We do have to think about what our priorities are as a society. Being a mum I can see how vital it is to keep children with their mothers, despite socio economic factors, mild learning difficulties, etc..
I believe they should be together unless there is actual abuse happening.
Maybe more mothers should be social workers.
Or maybe social workers who do REALLY care about every individual case wouldn't be able to cope with the job. I doubt I could

sterrryerryoh · 21/04/2010 11:11

I am a Mother to an adopted son, and my son was removed from birth mother in the hospital when she'd had him. He was taken back to her for BF for supervised periods for 3 days, and then taken into foster care. I'm really thrilled that he had those initial first feeds with birth mum, but having read the history of birth family and her own background, the decision to remove him at birth was not taken lightly. I realise that some of you are speaking from the viewpoint of creating the nurture etc from BF, but if a child is going to be removed and adopted for his/her safety etc, it really is in the best interest of that child to be removed from the bond with birth mother as sensitively as possible. Please don't underestimate the trauma that a baby can be affected by because of removal from birth family. Putting a child into foster care or a unit with the birth mother, only to remove that child permanently at a later date, could do untold damage to the child and the birth mother herself.
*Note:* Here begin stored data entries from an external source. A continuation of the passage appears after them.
PR #1916, opened 2023-05-19
[cv32e40p] tb update for debug and debug coverage with f and xpulp instructions

dd-vaibhavjain:
This PR is doing following things:

1.) reconnect debug_sequencer -> was preventing debug tests to run
2.) update debug rom for FPR push and pop for floating point random stream tests
3.) create all xpulp instruction encodings as params in uvme tb for use. At the moment use case is for coverage but can be used with assertions or scoreboards if needed.
4.) add new debug cover groups for floating point and xpulp instructions according to v2 test plans

### DIFF
--- a/cv32e40p/env/corev-dv/cv32e40p_debug_rom_gen.sv
+++ b/cv32e40p/env/corev-dv/cv32e40p_debug_rom_gen.sv
@@ -68,6 +68,11 @@ class cv32e40p_debug_rom_gen extends riscv_debug_rom_gen;
             end
             // Need to save off GPRs to avoid modifying program flow
             push_gpr_to_debugger_stack(cfg_corev, debug_main);
+
+            // Need to save off FPRs incase f-extension instructions are used to avoid modifying program flow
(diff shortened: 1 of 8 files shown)


MikeOpenHWGroup (approved):
Hi @dd-vaibhavjain, I am going to approve and merge this because it is a clean update and it passes a local CI (without ImperasDV).

However, I have question about the "debug_rom" code.  It looks a lot like what I would expect to see in a real debug rom.  Is this required, and if so, why?  Our pseudo-random test-programs do not do anything purposeful, so why should the debug rom code?  Why not simply have some random code and return?

MikeOpenHWGroup (approved):
Hi @dd-vaibhavjain, I am going to approve and merge this because it is a clean update and it passes a local CI (without ImperasDV).

However, I have question about the "debug_rom" code.  It looks a lot like what I would expect to see in a real debug rom.  Is this required, and if so, why?  Our pseudo-random test-programs do not do anything purposeful, so why should the debug rom code?  Why not simply have some random code and return?

PR #1918, opened 2023-05-22
[cv32e40p] enable Imperas functional coverage and fix some tb flow issues

dd-vaibhavjain:
PR is for changes related to following things:

1.) Add imperas func coverage enable switches for cv32e40p tb and update simulator make scripts for this.
2.) Add new defines in uvme corev-dv env for setting default ISA config for each test without need of adding a specific define in test's corev_dv.yaml. This was missing for new F, ZFINX, XPULP tests and without this would need explicit defines for all new FPU, XPULP tests.
3.) Minor issue in vsim.mk for waves dump after a recent change for waves variable in mk files, due which waves.tcl seems to not being able to load based on order of vsim arguments.


cv32e40p/tb/uvmt/uvmt_cv32e40p_imperas_riscv_coverage_config.svh
```diff
@@ -0,0 +1,25 @@
+/*
```
MikeOpenHWGroup, line 1: I have two concerns here:
1. Using compiler macros (defines) to control the inclusion of coverage models is a bad approach - this is better done with run-time conditional checks.
2. If the Imperas function coverage model is external to CORE-V-VERIF, its control should be as well.

MikeOpenHWGroup (changes requested):

cv32e40p/tb/uvmt/uvmt_cv32e40p_imperas_riscv_coverage_config.svh
dd-vaibhavjain: @MikeOpenHWGroup My reasoning for doing like this:
> I have two concerns here:
> 
> 1. Using compiler macros (defines) to control the inclusion of coverage models is a bad approach - this is better done with run-time conditional checks.
Vaibhav:
1.) For Imperas riscvISACOV model, this is as per Imperas docs, they use various ifdefs for entire coverage model and all these different defines somewhere needs to be added (either directly in TB compile command or somewhere in TB) to enable various parts of this cover model. 
Thats why I define all  these numerous defines at one place in .svh file and include this .svh within imperas filelist only (this is like including all other imperas stuff).  So this is used only with "USE_ISS=yes" from make files.

> 2. If the Imperas function coverage model is external to CORE-V-VERIF, its control should be as well.
Vaibhav:
(2) So you are suggesting in core-v-verif/cv32e40p/tb/uvmt/imperas_dv.flist -> Instead of adding this new .svh file in tb/uvmt/ path , we shd add a path for a corresponding .svh file somewhere from local ${IMPERAS_HOME}. ?
I can do this if this is the the case for Imperas. 
My understanding while making adding this file was that it is aligned with the way Imperas is built/added in make files/uvm tb with its intantiation, interfaces etc as in uvmt_cv32e40p_imperas_dv_wrap. Only thing is this being not part of imperas docs, any other entity using Imperas with cv32e40p in core-v-verif will not see the defines and the coverage will not be enabled for them.

MikeOpenHWGroup: 1. If I were an Imperas customer, I would complain (a lot!) about their inappropriate use of compiler macros.  CORE-V-VERIF already has too much of this and over time it creates very hard to maintain code.
2. Yes, I like the idea of separating out the manifests.  It makes things much cleaner for those users of CORE-V-VERIF who are not ImperasDV customers.  Thanks for the good suggestion.

dd-vaibhavjain: @MikeOpenHWGroup then i need to discuss internally with @pascalgouedo to check if we can use some paths in Imperas installation as by default I dont have permissions to write files to Impera's installation( $IMPERAS_HOME) path. Since we want to add a new file in this IMPERAS_HOME path and provide it in imperas.flist to still keep it generic for users of Imperas.

But for me this whole requirement of having only this file for Imperas related defines placed outside of core-v-verif TB is very odd and inconsistent with how Imperas is used at the moment. As you can see now core-v-verif has allowed entire Imperas connections, instantiation within the core-v-verif TB along with Make files. So after this now not allowing some part of Imperas, seems not consistent.
 
Unless we put in a requirement and move all Imperas TB related files out of core-v-verif or atleast move to a new dir outside of tb/uvmt directory, like a new dir for ref_model/imperas for example. Already these defines are well masked by USE_ISS and within Imperas I see no issue/errors for anyone without Imperas using core-v-verif.

MikeOpenHWGroup:
It was my understanding that _anything_ related to ImperasDV had to be external  to CORE-V-VERIF.  (For the record, I do not like this situation, but Imperas sets the terms).  If that is not the case then let's keep things as they are.

MikeOpenHWGroup (approved):

pascalgouedo:
> It was my understanding that anything related to ImperasDV had to be external to CORE-V-VERIF. (For the record, I do not like this situation, but Imperas sets the terms). If that is not the case then let's keep things as they are.

Don't totally agree.
Imperas installation area contains models for a lot of Cores, not only CV32E40P or RISC-V ones.
Variables to use correct model and configuration files should be local to your verification environment because it totally depends of the core you are verifying.
This is like ovpsim.ic model configuration file which depends of your RTL parameters which are driven by the test/RTL configuration.

We could think together with Imperas about a different way to manage all that but it is quite late to make a revolution now.

Cheers,
Pascal.

PR #1921, opened 2023-05-22
Added Support of riscv-arch-test suites and infrastructure in core-v-verif

### LINKED ISSUE #1919: Update core-v-verif for CVA6 to support the latest riscv-arch-tests and its infrastructure.
### Task Title
Update core-v-verif to support latest [riscv-arch-tests](https://github.com/riscv-non-isa/riscv-arch-test) infrastructure.

### Why we need an update
Currently core-v-verif supports a bit old version riscv-arch-test suites. We need to update it because:
- Generally, there are some fixes added to the existing tests, and test suites for more extensions are added (Bit Mnip (`B`), Double precision floating point (`D`), Single Precision floating point (`F`), some basic privilege). These tests suites are not supported by core-v-verif or at least not available these yaml files ([link](https://github.com/openhwgroup/core-v-verif/blob/cva6/dev/cva6/tests/testlist_riscv-arch-test-cv64a6_imafdc_sv39.yaml))
- The main reason for this update is to leverage the latest infrastructure of arch-tests which allows us to develop and run the privilege architecture tests. arch-tests now has a mechanism to support traps from S/U with and without Virtualization enabled (Related PRs: [[1]](https://github.com/riscv-non-isa/riscv-arch-test/pull/277), [[2]](https://github.com/riscv-non-isa/riscv-arch-test/pull/318)). This feature can be useful and leveraged in executing the virtual memory test plan (PR [here](https://github.com/openhwgroup/core-v-verif/pull/1789)) for the architectural testing and verification of the MMU of CVA6.

### LINKED ISSUE #1920: Hardcoded ISA string to compile riscv-arch-tests
Each test suite from [riscv-arch-tests](https://github.com/riscv-non-isa/riscv-arch-test) has ISA string that is only required by that specific extension and that string is scanned by RISCOF and passed to the `march` flag of toolchain while compiling the test.

For example, c.ebreak test has the ISA string `RV64IC_Zicsr` available [here](https://github.com/riscv-non-isa/riscv-arch-test/blob/main/riscv-test-suite/rv64i_m/C/src/cebreak-01.S#L13), and when it is compiled using RISCOF, ISA string will pass to the march flag as: `-march=rv64ic_zicsr`.

As core-v-verif does not use RISCOF to run arch-tests, it has a hardcoded ISA string (for example [here](https://github.com/openhwgroup/core-v-verif/blob/cva6/dev/cva6/sim/cva6.py#L859)) containing all the extension supported by the target configuration
I may explicitly mention that this is not a bug and it is working fine this way. 
The only little problem is that when it compiles the tests that do not intend to include any `C` instructions, this hardcoded ISA string (rv64gc) gets compiled such that it may compress some I-type instructions.
Another thing is that when we want to run tests of some non-general extensions such as BitManip, the toolchain requires to have corresponding zba, zbb, zbc, zbs as part of ISA string.
So, it is just a better approach that `march` comes from a specific test suite that needs to get compiled. Since core-v-verif uses yaml based framework instead of RISCOF, this can be adapted into that yaml-based framework.

Abdulwadoodd:
This PR adds the support of an updated arch-test suite and infrastructure in core-v-verif framework.

### Related issues
- Resolves #1919 
- Resolves #1920 

### What is added/changed?
- Hash of riscv-arch-test is updated to latest (3.6.5) version.
- Hash of CVA6 is updated that points to the head of the master branch
- Yaml for riscv-arch-test suites is updated: 
-  This removes the redundant flags for compilation, which are already part of the compilation command in [cva6.py](https://github.com/openhwgroup/core-v-verif/blob/cva6/dev/cva6/sim/cva6.py#L414). Added `march` and `mabi` variables for each test suite in yaml file.
- Added `--en_arch_tests` boolean command line argument to pick the march ISA string and mabi, if we are running arch-tests.
- Added BitManip, Single and Double Precision Floating point, and privilege arch-test suites.

I have used the latest release of the toolchain that takes into account the isa string passed to the `-march` flag of the toolchain. Compilation may fail with old versions of the toolchain.

:warning: One of the Double Precision Floating point tests (`fcvt.l.d_b28-01.S`) fails (probably) due to a potential bug.

**Note:** Test compilation may throw warning messages and we don't need to worry about it. Tests work fine with the warning. It will disappear after [this](https://github.com/riscv-non-isa/riscv-arch-test/pull/352) PR gets merged.


JeanRochCoulon:
Thanks for this PR. So far, the CI is failed: some fails with vcs-uvm target and with arch-test regression.
please refer to the https://riscv-ci.pages.thales-invia.fr/dashboard/dashboard_core-v-verif_0.html dashboard

Abdulwadoodd:
Hi @JeanRochCoulon, 
By inspection, the latest CI results tells me that CI is probably using older version of toolchain. CI fails on `arch_test cv64a6_imafdc_sv39` and `csr_test cv32a60x` tests which uses CSR instructions and it is passing the updated `arch_test cv32a60x` tests because these tests does not have any CSR instruction. 

#### Reason
The latest release of toolchain require `zicsr` included as part of ISA string of -march flag (**and older toolchain does not recognize `zicsr`, hence throws compilation error**) unless we are using rv32/64`g` which is not the case for the updated tests. Updated arch-tests follows right convention of ISA string which is: to compile tests with ISA string having only those extensions/features which are supported by the test itself and not to add any extra extension/feature in ISA string.

This is already addressed in the description of this PR. So, in conclusion, this might require a toolchain update in CI flow. I have tested it locally with latest release of toolchain and all the arch-tests are passing.

zchamski:
Hi @Abdulwadoodd , by looking at the Thales CI logs I confirm that the failures in `csr_test cv32a60x` and `arch_test cv64a6_imafdc_sv39` jobs come from the GCC 10.2 (current CI compiler) not knowing about the `_z*` way of specifying ISA extensions.

Upgrading the CI toolchain to GCC 12.x or even 13.x is indeed necessary, but it implies a major review+modification of test suite setups.  I propose to sync up on this with @MikeOpenHWGroup and @JeanRochCoulon, and to schedule the GCC 10.2 -> GCC 12+ transition in an orderly way.

MikeOpenHWGroup:
> Upgrading the CI toolchain to GCC 12.x or even 13.x is indeed necessary, but it implies a major review+modification of test suite setups.

It is not clear to me why this would be a **_major_** modification. Can you explain a bit more about this?

zchamski:
"thorough" would be a more appropriate term...  The compiler options are handled in two places (in the driver script `cva6.py` and in the test lists).  This approach needs a critical review and proper streamlining to have the options in one place and to prevent redundant settings.

MikeOpenHWGroup:
> The compiler options are handled in two places (in the driver script `cva6.py` and in the test lists). This approach needs a critical review and proper streamlining to have the options in one place and to prevent redundant settings.

Arg! That is a separate issue so I have opened #1939 to discuss.

PR #1923, opened 2023-05-23
Enable dummy instruction testing, remove no_bitmanip configuration

silabs-hfegran:
- Made dummy instruction generation available for riscv-dv
- Replaced no_bitmanip configuration with dummy_instr
- Increased per-test timeout to two hours (expect that dummy instr. tests may cause some tests that otherwise would not time out to fail)
- Removed dummy_instr cfg from running in regression with directed tests, as these needs modifications to enable dummy instructions.

ci_check OK


silabs-robin (approved):

MikeOpenHWGroup:
LGTM

PR #1329, opened 2016-02-28
short circuits in pattern matchers

### LINKED ISSUE #1328: short circuits
I found out today that, despite what Odersky's book implies, `&` will not short circuit in a pattern match guard.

My son is now 8 months old, and we are engineering our bond and attachment with him every day - who knows what the future will bring for us, but I do know that the decision to have him removed from the birth family at the earliest possible juncture was absolutely the right one. Without knowing further details of this particular case, it is just conjecture, but I would just like to say that even though this prem baby was being breast fed, that is really not enough of a reason to keep him with birth mum if there are other issues attached. Removing children and putting them into care has lifelong implications, and these will all have been factored in, no doubt. In my opinion, far better to make a judgement call like this, if there is reasonable doubt, and to return the child safely in the future, than to leave the child open to abuse, neglect and who knows what else, by not acting quickly enough.